■ DIRECTIONS
Give back, unchanged, each line from the one containing "lologarithm, line 527: get" through the last line of the entries below.

■ DATA PROVIDED
PR #177, opened 2022-07-18
Update RegEx for prismatic gems

EsreverWoW:
Currently missing gems such as Enchanted Tear / Nightmare Tear / etc.

### DIFF
--- a/generate_items/wowhead_api.go
+++ b/generate_items/wowhead_api.go
@@ -524,7 +524,7 @@ var gemSocketColorPatterns = map[proto.GemColor]*regexp.Regexp{
 	proto.GemColor_GemColorOrange:    regexp.MustCompile("Matches a ((Yellow)|(Red)) or ((Yellow)|(Red)) (S|s)ocket\\."),
 	proto.GemColor_GemColorPurple:    regexp.MustCompile("Matches a ((Blue)|(Red)) or ((Blue)|(Red)) (S|s)ocket\\."),
 	proto.GemColor_GemColorGreen:     regexp.MustCompile("Matches a ((Yellow)|(Blue)) or ((Yellow)|(Blue)) (S|s)ocket\\."),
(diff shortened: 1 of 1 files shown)


jimmyt857:
Thanks for the fix! You should run `make items` in your local branch to generate the new gems, and include it in this PR.

generate_items/wowhead_api.go
```diff
@@ -524,7 +524,7 @@ var gemSocketColorPatterns = map[proto.GemColor]*regexp.Regexp{
 	proto.GemColor_GemColorOrange:    regexp.MustCompile("Matches a ((Yellow)|(Red)) or ((Yellow)|(Red)) (S|s)ocket\\."),
 	proto.GemColor_GemColorPurple:    regexp.MustCompile("Matches a ((Blue)|(Red)) or ((Blue)|(Red)) (S|s)ocket\\."),
 	proto.GemColor_GemColorGreen:     regexp.MustCompile("Matches a ((Yellow)|(Blue)) or ((Yellow)|(Blue)) (S|s)ocket\\."),
-	proto.GemColor_GemColorPrismatic: regexp.MustCompile("Matches a Red, Yellow or Blue (S|s)ocket\\."),
+	proto.GemColor_GemColorPrismatic: regexp.MustCompile("Matches a Red, Yellow or Blue (S|s)ocket\\."|"Matches any socket\\."|"Matches any Socket\\.  Maximum of one socketed in your equipment"),
```
lologarithm, line 527: get rid of the " marks in there. Should just be around the string itself

lologarithm: and probably dont need `Matches any Socket\\.  Maximum of one socketed in your equipment` at the end since the first one `Matches any socket\\.` would have already caught it.

lologarithm:
looks like we already integrated this fix. Thanks for the PR Esrever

■ RESULT
lologarithm, line 527: get rid of the " marks in there. Should just be around the string itself

lologarithm: and probably dont need `Matches any Socket\\.  Maximum of one socketed in your equipment` at the end since the first one `Matches any socket\\.` would have already caught it.

lologarithm:
looks like we already integrated this fix. Thanks for the PR Esrever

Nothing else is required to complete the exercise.